Perhaps, but when you have lots of adults to house, thats when the price gets hefty. I have 17 exos and if I subtract the spiders from the price of the tanks I think I ended up only paying about £300 for them. And considering most of my other enclosures only cost around a pound or nothing at all, I would call 40 quid hefty.


----------



## pcharlton (Mar 23, 2012)

darklightjulez said:


> Found amazon was the cheapest place, just under 50quid


Were in west yorksire are you? I have a couple here i dont like them


----------



## X Kirsten H X (Jan 19, 2013)

Did Anyone else suddenly sense a bit fear and hesitation ha ha


----------



## darklightjulez (Feb 26, 2013)

pcharlton said:


> Were in west yorksire are you?

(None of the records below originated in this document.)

PR #349, opened 2026-06-29
WIP: bound lens_diagnostics pending flush

jrimmer:
## Summary

WIP: `lens_diagnostics` no longer waits forever for pending debounced tool-result pipelines before it can return cached diagnostics. If the pre-read flush stalls, the diagnostics tool now times out that wait, returns the last completed cache/widget state, and marks the result as potentially stale instead of leaving the caller hung.

The timeout also flows into flushed post-write pipelines so the major async phases can stop waiting when `lens_diagnostics` gives up on the flush. This is intended as a safety valve around rare stuck pipeline/LSP/runner cases while preserving the existing “flush before reporting” behavior when the pipeline is healthy.

## Notes

- Default flush wait is 3s.
- The timeout is configurable with `PI_LENS_DIAGNOSTICS_FLUSH_TIMEOUT_MS`.
- Timed-out results include `details.flushTimedOut` and a visible warning.
- This PR is intentionally marked WIP/draft while testing continues in real Pi sessions, because the original failure is intermittent.

## Test plan

- `npm run lint`
- `npm run build`
- `npm test -- tests/tools/lens-diagnostics.test.ts`

---

[Compound Engineering](https://github.com/EveryInc/compound-engineering-plugin)
Codex


apmantza:
many thanks for this @jrimmer. implemented #364 to fix the root cause of this (unbounded pull diagnostics). keeping this PR open in case this was misdiagnosed.

apmantza:
Thanks again for this, @jrimmer — closing because the underlying problem has since been fixed.

- **#383** — per-file wall-clock budget + overall wall-clock ceiling (`PI_LENS_LENS_DIAGNOSTICS_FULL_TIMEOUT_MS`) + `ctx.signal` cancellation (Escape) for `lens_diagnostics`.
- **#386** — bounded the pre-dispatch LSP sync (a `didChange` write that backpressured forever on a wedged server).
- **#388** — bounded `notify.open` inside `touchFile` at the source (the dispatch LSP runner was riding to the 30s ceiling) + per-server serialization so the full sweep can't flood a single-threaded server.

With those in place, an infinite hang should no longer possible. The residual idea here (a fast return with a `flushTimedOut` staleness marker) is an idea i'd be happy to revisit.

I have a couple here i dont like them


Castleford area but can travel to Leeds on train


----------



## pcharlton (Mar 23, 2012)

darklightjulez said:


> Castleford area but can travel to Leeds on train


lol to far from me i am in rochdale.


----------



## darklightjulez (Feb 26, 2013)

pcharlton said:


> lol to far from me i am in rochdale.


ahh no worries, thanks anyway.


----------



## darklightjulez (Feb 26, 2013)

boxofsorrows said:


> Got both of my 30x30x45's from SeaPets just shy of £38 a pop - Exo Terra Glass Terrarium 30x30x45cm (h)


just looked, actually paid £44 which with postage isnt bad really


----------



## Greenway (Oct 16, 2011)

Have you considered using couriers? I know you guys know all about the specialist T couriers, but for other stuff I use a company called Collect+ and they have a standard delivery rate under 5kg and a generous size for a fiver. 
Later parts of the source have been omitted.